In adult stem cells or cells derived from them are somehow delivered to the tissues needing repair or replacement, the hope is that the host organism will accept them and the damaged tissues will be repaired or missing ones replaced. Experimental evidence using mostly mouse stem cells suggests that this approach could work, but there are severe obstacles between what is done with mice and the creation of therapeutic devices or medicines for humans. The experiments require strict protocols and they are sometimes hard to repeat. Stem cells in host animals occasionally cause cancers or tumors. If these stem cells are adult stem cells, the Church has no moral objection to this research. In fact, the Church has financially supported organizations that promote adult stem cell over embryonic stem cell research.

The biggest hurdle to applying this research to humans is ethical and governed by the Food and Drug Administration. The FDA must determine if the proposed stem cell-based therapy is better than current treatments. In some cases, such as with Parkinson’s Disease, they do not seem to be. The FDA must also weigh the risks of a procedure against its possible gains; so far, risks far outweigh gains.

Issues of justice
As we have seen, the Church does not forbid all research on or application of stem cell research and the Church is not the only agency raising ethical concerns. Regenerative medicine, however, raises other issues. The development, testing, regulatory oversight and marketing of these potential therapies will be expensive. The number of patients who could benefit is small compared to patients with other diseases. Is this the best way to spend what will be a massive investment of public funds? Should monies, for example, be invested in water sanitation programs that could drastically reduce child mortality in low- and middle-income countries – and for a much lower cost than stem cell therapy?

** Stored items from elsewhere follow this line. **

PR #559, opened 2026-02-12
Provide more information when an invalid asset id is provided

### LINKED ISSUE #546: Supplying a manifest with an invalid `paintedResource.asset.id` returns 500
Supplying an invalid asset to a painted resource should return a `dlcsException` error, but if the `id` is set to an invalid value - e.g:

- `"https://presentation-api.dlcs.digirati.io/52/canvases/random_resource_ooETA0"`, which I supplied by mistake
- `""`)

...Presentation will instead return a vague 500 error.

JackLewis-digirati:
Resolves #546

Modifies a generic error message to be more specific to the issue of an invalid asset id.  This occurred as it happens before the asset is sent to the DLCS and thus wasn't handled as well as it should have been

> [!Note]
> Takes advantage of `Exception.Data` as this allows for more efficient `rethrow` logic to add additional context to an error message

### DIFF
--- a/src/IIIFPresentation/API/Features/Manifest/DlcsManifestCoordinator.cs
+++ b/src/IIIFPresentation/API/Features/Manifest/DlcsManifestCoordinator.cs
@@ -1,6 +1,6 @@
 using System.Net;
 using API.Features.Common.Helpers;
-using API.Features.Storage.Helpers;
+using API.Features.Manifest.Exceptions;
 using API.Helpers;
 using API.Infrastructure.Helpers;
 using Core;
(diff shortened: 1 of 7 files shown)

The medical breakthroughs reported so often in the press are years – possibly decades – away from realization. So great are the insights into development and growth that basic stem cell research now gives to scientists, it will continue to enjoy private and public support. While the Church protects life from its very beginning and refuses to countenance embryonic stem cell research, it stands as a partner with those who would further adult stem cell research.

Fr. Thomas P. Gariepy, C.S.C., Ph.D., was ordained on April 20, 1974. Fr. Gariepy is a professor and chair of the Department of Healthcare Administration at Stonehill College in Easton, Mass. His current research focuses on the role Dr. John Fulton’s laboratory played in the development of the frontal lobotomy and the creation mythology that arose around that event. He also has an interest in the history of epidemiology.